* [TASK TO CARRY OUT]:
The lines you return must be all those in the data that hold the string "LoggerFactory".

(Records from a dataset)
□ □ □ □
Issue #8856, opened 2025-10-20
[Bug report] Iceberg table owner field is not set to the OAuth user, it's set to the user from client environment


bharos:
### Version

main branch

### Describe what's wrong

When OAuth is enabled, On creating a table, the `owner` field should reflect the user from OAuth token. Currently, that doesn't happen. The user name from the client environment is attached to the table owner property.

<img width="1045" height="945" alt="Image" src="https://github.com/user-attachments/assets/7db73bbc-3135-4765-9628-1dabe29577ce" />

### Error message and/or stacktrace

```
2025-10-20 21:21:27 INFO  [iceberg-rest-29] IcebergTableOperations:125 - Create Iceberg table, catalog: RokuIcebergCatalog, namespace: test_db, create table request: CreateTableRequest{name=product_tbl2, location=null, properties={owner=spark}, schema=table {
  0: id: optional long
  1: name: optional string
  2: price: optional decimal(10, 2)
  3: updated_at: optional timestamptz
}, partitionSpec=org.apache.iceberg.UnboundPartitionSpec@1196791f, writeOrder=null, stageCreate=false}, accessDelegation: vended-credentials, isCredentialVending: true
```

The table request receives the environment username . (in the above example, it is `spark`) and that is set as owner

### How to reproduce

Create an iceberg table with OAuth enabled. Still you will not see the user name as the user from the OAuth token

PR #8857, opened 2025-10-20
[#8856] fix(iceberg): Override table owner with OAuth authenticated user

bharos:

Modified IcebergTableOperationExecutor to override the client-provided owner property with the authenticated user from OAuth/JWT tokens when creating Iceberg tables.

When tables are created via Spark or other Iceberg clients, the client sends its own 'owner' property value (e.g., 'spark', 'system', etc.) in the CreateTableRequest. This results in incorrect table ownership being stored in the metadata, making audit trails unreliable and not reflecting the actual authenticated user.

The fix ensures that table ownership reflects the actual authenticated user rather than the client's environment or default values.

Yes. Tables created through the Iceberg REST API will now show the authenticated user (from OAuth/JWT token) as the owner instead of the value sent by the client (e.g., 'spark').

Tested with Spark SQL creating tables through Gravitino Iceberg REST service with OAuth authentication. Verified that:
- Tables now show correct owner (e.g., 'bmurali@roku.com')
- Previous behavior showed 'spark' as owner
- Backward compatible when OAuth is disabled

Before fix:
Screenshot 2025-10-20 at 2 45 56 PM

After fix:
Screenshot 2025-10-20 at 2 46 04 PM

Fixes: #8856


roryqi:
Could you add a UT for this? Because this is a fix, so we would better have a delicated UT.

iceberg/iceberg-rest-server/src/main/java/org/apache/gravitino/iceberg/service/dispatcher/IcebergTableOperationExecutor.java
```diff
@@ -41,6 +50,34 @@ public IcebergTableOperationExecutor(IcebergCatalogWrapperManager icebergCatalog
...
   public LoadTableResponse createTable(
       IcebergRequestContext context, Namespace namespace, CreateTableRequest createTableRequest) {
+    String authenticatedUser = context.userName();
+    if (StringUtils.isNotBlank(authenticatedUser)
+        && !AuthConstants.ANONYMOUS_USER.equals(authenticatedUser)) {
+      String existingOwner = createTableRequest.properties().get(OWNER_PROPERTY);
+
+      // Updated the owner as the authenticated user, if owner missing or different from
+      // authenticated user
+      if (existingOwner == null || !existingOwner.equals(authenticatedUser)) {
```
FANNG1: How about using `if(!authenticatedUser.equals(existingOwner)) {}` to simple the code?

iceberg/iceberg-rest-server/src/main/java/org/apache/gravitino/iceberg/service/dispatcher/IcebergTableOperationExecutor.java
```diff
@@ -29,9 +33,14 @@
 import org.apache.iceberg.rest.responses.ListTablesResponse;
 import org.apache.iceberg.rest.responses.LoadCredentialsResponse;
 import org.apache.iceberg.rest.responses.LoadTableResponse;
+import org.slf4j.Logger;
+import org.slf4j.LoggerFactory;
 
 public class IcebergTableOperationExecutor implements IcebergTableOperationDispatcher {
 
+  private static final Logger LOG = LoggerFactory.getLogger(IcebergTableOperationExecutor.class);
+  private static final String OWNER_PROPERTY = "owner";
```
FANNG1: Could you define OWNER in IcebergConstants?

bharos:
> Could you add a UT for this? Because this is a fix, so we would better have a delicated UT.

Done

iceberg/iceberg-rest-server/src/main/java/org/apache/gravitino/iceberg/service/dispatcher/IcebergTableOperationExecutor.java
bharos: Done

iceberg/iceberg-rest-server/src/main/java/org/apache/gravitino/iceberg/service/dispatcher/IcebergTableOperationExecutor.java
bharos: Done

FANNG1 (approved):

FANNG1:
LGTM

iceberg/iceberg-rest-server/src/main/java/org/apache/gravitino/iceberg/service/dispatcher/IcebergTableOperationExecutor.java
```diff
@@ -41,6 +50,33 @@ public IcebergTableOperationExecutor(IcebergCatalogWrapperManager icebergCatalog
   @Override
   public LoadTableResponse createTable(
       IcebergRequestContext context, Namespace namespace, CreateTableRequest createTableRequest) {
+    String authenticatedUser = context.userName();
+    if (StringUtils.isNotBlank(authenticatedUser)
```
roryqi: The authenticatoedUser won't be blank. If the user is blank, the authenticator will fill this by using anoymous. We can remove this condition to simplify the code.

FANNG1: Could `authenticatoedUser` be blank in the other authenticators?

roryqi: No. If the authenciatedUser is blank, other authenticators should reject it and throw unauthorizationException.

bharos: Done. Removed this check and the associated unit test

jerqi (approved):
LGTM.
□ □ □ □
* [EXERCISE RESPONSE]:
+import org.slf4j.LoggerFactory;
+  private static final Logger LOG = LoggerFactory.getLogger(IcebergTableOperationExecutor.class);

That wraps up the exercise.